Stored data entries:
[Start of Attachment]
PR #7574, opened 2018-08-21
Remove github API request retries as it is not needed anymore

seferov:
Returning null inside the catch doesn't have a meaning since it makes not found retry thing useless. Either not found retry or return null should be removed.

### DIFF
--- a/src/Composer/Repository/Vcs/GitHubDriver.php
+++ b/src/Composer/Repository/Vcs/GitHubDriver.php
@@ -183,30 +183,13 @@ class GitHubDriver extends VcsDriver
             return $this->gitDriver->getFileContent($file, $identifier);
         }
 
-        $notFoundRetries = 2;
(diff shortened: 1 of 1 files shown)


stof:
I support removing the not-found-tries instead (there is a TODO for that in the code), as it is broken since https://github.com/composer/composer/pull/5862 was merged, while the retry was added in 2013 (in https://github.com/composer/composer/commit/5267bafa2cb28e564dbca8d1bfaa64de2a120827) because the github API was unreliable at that time (randomly failing with 404)

alcohol:
@Seldaek should something like this also target the 1.7 branch, or does this belong in master only?

Seldaek:
Could go in 1.7 I guess but it's mostly a code cleanup so it's not a big deal either way IMO

Seldaek:
Thanks

Issue #7577, opened 2018-08-21
Add extra.symfony.require into composer core.


rubenrua:
The Symfony project has too many tags into packagist. This excess of tags produces big memory and CPU usage.

See original patch from @nicolas-grekas into symfony/flex: https://github.com/symfony/flex/pull/378

I am coding a generic composer plugin with the Flex patch for generic projects with Symfony dependencies.

A *fast* test with PHP 5.6 (sorry)

| | Internal big project | Sylius/Sylius-Standard | laravel/laravel
| ----- | ----- | ---- | --- |
| Before | 2820.6MB / 171.19s | 2961.1MB / 197.20s | 617.1MB / 28.76s
| After | 430.1MB / 30.75s | 416.0MB / 22.04s | 314.7MB / 18.07s

After several iterations, Symfony Flex is going to add a new extra parameter `'extra.symfony.require'` (see https://github.com/symfony/flex/pull/409 and https://github.com/symfony/skeleton/pull/93)

IMHO adding this extra parameter to the composer core could be a good idea. Symfony components are very used in PHP. I created this issue to discuss about this idea.

rubenrua:
Another *fast* test with PHP 7.2 

See https://github.com/rubenrua/composer/tree/clear-tags

```
$ php -v
PHP 7.2.1-1ubuntu2 (cli) (built: Jan 31 2018 18:36:35) ( NTS )
Copyright (c) 1997-2017 The PHP Group
Zend Engine v3.2.0, Copyright (c) 1998-2017 Zend Technologies
    with Zend OPcache v7.2.1-1ubuntu2, Copyright (c) 1999-2017, by Zend Technologies
$ php -d memory_limit=-1 ../rubenrua/bin/composer update --profile --ignore-platform-reqs --dry-run
```

| | Internal big project | [Sylius/Sylius-Standard](https://github.com/Sylius/Sylius-Standard) | [laravel/laravel](https://github.com/laravel/laravel)
| ----- | ----- | ---- | --- |
| Before | Memory: 337.9MB (peak: 1582.09MB), time: 31.84s|  Memory: 384.84MB (peak: 1670.44MB), time: 28.11s | Memory: 265.09MB (peak: 417.44MB), time: 6.57s
| After | Memory: 183.05MB (peak: 286.56MB), time: 11.04s | Memory: 218.76MB (peak: 251.73MB), time: 5.02s| Memory: 210.17MB (peak: 236.37MB), time: 4.38s

[...]

PR #7579, opened 2018-08-23
[WIP] #7577 Add extra.symfony.require into composer core

rubenrua:
WIP. Fix Add extra.symfony.require into composer core. #7577

Only for CI.

### DIFF
--- a/src/Composer/Factory.php
+++ b/src/Composer/Factory.php
@@ -299,6 +299,12 @@ class Factory
             $localConfig = $file->read();
         }
 
+        if (isset($localConfig['extra']['symfony']['require'])){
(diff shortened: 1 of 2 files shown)


src/Composer/Factory.php
```diff
@@ -299,6 +299,12 @@ public function createComposer(IOInterface $io, $localConfig = null, $disablePlu
             $localConfig = $file->read();
         }
 
+        if (isset($localConfig['extra']['symfony']['require'])){
```
staabm: imo any solution which explicitly benefits only a single framework cannot be merged into composer itself.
[End of Attachment]
» PROMPT
If a line in the records contains "patch", report it.

» OUTPUT OF THE EXERCISE
See original patch from @nicolas-grekas into symfony/flex: https://github.com/symfony/flex/pull/378
I am coding a generic composer plugin with the Flex patch for generic projects with Symfony dependencies.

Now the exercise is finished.